Hydrosat Collects $20 Million in Investment and Grants

Hydrosat thermal infrared imagery of New Mexico and its visual imagery counterpart. Credit: Hydrosat.

Hydrosat secures $20M in grants and investments.

It will measure plant water stress and other climate change indicators with geospatial analytics.

Statkraft Ventures led the funding round. Participants included Blue Bear Capital, Hartree Partners, OTB Ventures, Freeflow Ventures, Cultivation Capital, Techstars, Santa Barbara Venture Partners, Expon Capital and Hemisphere Ventures.

The funding Hydrosat announced April 25 includes $5 million in government grants and $15 million in Series A investment.
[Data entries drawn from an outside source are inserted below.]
PR #473, opened 2024-02-22
Add additional matching logic to MMGroupQuantRewriterPass

Max191:
This adds additional matching logic on `tensor.view` ops required for using MMGroupQuantRewriterPass in the llama.turbine model (used here https://github.com/stellaraccident/llama.turbine/pull/2).

### DIFF
--- a/models/turbine_models/custom_models/stateless_llama.py
+++ b/models/turbine_models/custom_models/stateless_llama.py
@@ -140,11 +140,13 @@ def export_transformer_model(
     )
 
     mapper = {}
+    param_set = set()
     if external_weights is not None:
         if external_weights == "safetensors":
             mod_params = dict(mod.named_parameters())
             for name in mod_params:
                 mapper["params." + name] = name
+                param_set.add(name)
             if external_weight_file:
                 safetensors.torch.save_file(mod_params, external_weight_file)
 
@@ -313,8 +315,12 @@ def export_transformer_model(
     if quantization == "int4" and not compile_to == "linalg":
         from shark_turbine.transforms.quantization import mm_group_quant
 
+        print(param_set)
+        if "lm_head.weight" in param_set:
+            param_set.remove("lm_head.weight")
         mm_group_quant.MMGroupQuantRewriterPass(
-            CompiledModule.get_mlir_module(inst).operation
+            CompiledModule.get_mlir_module(inst).operation,
+            param_names=param_set,
         ).run()
     module_str = str(CompiledModule.get_mlir_module(inst))
     safe_name = hf_model_name.split("/")[-1].strip()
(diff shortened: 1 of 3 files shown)


models/turbine_models/custom_models/stateless_llama.py
```diff
@@ -313,8 +315,12 @@ def evict_kvcache_space(self):
     if quantization == "int4" and not compile_to == "linalg":
         from shark_turbine.transforms.quantization import mm_group_quant
 
+        print(param_set)
```
stellaraccident, line 318: Remove

stellaraccident (commented):
Aside from the test failures, I think I need to see the IR we are trying to match. But this seems like it might be tricky to keep working.

Max191:
> Aside from the test failures, I think I need to see the IR we are trying to match. But this seems like it might be tricky to keep working.

The IR this is matching looks like this:
```
    %_params.blk.0.ffn_gate.weight = util.global.load @_params.blk.0.ffn_gate.weight : tensor<3200x8640xf32>
    %152 = torch_c.from_builtin_tensor %_params.blk.0.ffn_gate.weight : tensor<3200x8640xf32> -> !torch.vtensor<[3200,8640],f32>
    %int8640 = torch.constant.int 8640
    %int3200_171 = torch.constant.int 3200
    %153 = torch.prim.ListConstruct %int8640, %int3200_171 : (!torch.int, !torch.int) -> !torch.list<int>
    %154 = torch.aten.view %152, %153 : !torch.vtensor<[3200,8640],f32>, !torch.list<int> -> !torch.vtensor<[8640,3200],f32>
    %int1_172 = torch.constant.int 1
    %int0_173 = torch.constant.int 0
    %155 = torch.prim.ListConstruct %int1_172, %int0_173 : (!torch.int, !torch.int) -> !torch.list<int>
    %156 = torch.aten.permute %154, %155 : !torch.vtensor<[8640,3200],f32>, !torch.list<int> -> !torch.vtensor<[3200,8640],f32>
    %int3200_174 = torch.constant.int 3200
    %157 = torch.prim.ListConstruct %4, %int3200_174 : (!torch.int, !torch.int) -> !torch.list<int>
    %158 = torch.aten.view %151, %157 : !torch.vtensor<[1,?,3200],f32>, !torch.list<int> -> !torch.vtensor<[?,3200],f32>
    %159 = torch.aten.mm %158, %156 : !torch.vtensor<[?,3200],f32>, !torch.vtensor<[3200,8640],f32> -> !torch.vtensor<[?,8640],f32>
```

This change basically just rewrites the parameter to the viewed type and elides the view (`%154`) as long as the view is just swapping the shape sizes, and the group size evenly divides the new inner shape.

This  pass was already pretty specific to llama, especially since it was matching for a specific parameter name, so I figured that this should be okay for now. Maybe the view rewrite could be moved to its own pass, but this just seemed like the easiest path forward for me, and I like the idea of having fewer passes to call after exporting.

Hydrosat announced one of the grants, a $1.2 million U.S. Air Force award to investigate national security applications for thermal infrared data, earlier this year.

With the new funding, Hydrosat will build two satellites, expand its staff and, as Pieter Fossel, Hydrosat co-founder and CEO, told SpaceNews by email;

“Bring a new commercial data fusion and analytics product to market.”

Pieter Fossel, CEO of Hydrosat

Hydrosat’s first two satellite missions are scheduled to launch in early 2024.

Extreme weather events like droughts, wildfires, storms and flooding are becoming increasingly frequent. The United States experienced 18 weather and climate disasters with price tags of $1 billion or more in 2022.

Climate tech

“Having recently expanded our investment scope to include climate tech, we are happy to announce Hydrosat as our first investment in this space, Hydrosat will significantly improve insights and decision-making for those in charge by combining high-resolution thermal imagery with advanced analytics. The company’s technology enables the optimization of irrigation, fertilizer usage, wildfire and drought prediction, water resource management and urban heat mapping capabilities.”

Alexander Kueppers, Managing Director of Statkraft Ventures

Hydrosat has raised $35 million since the company was founded in 2017.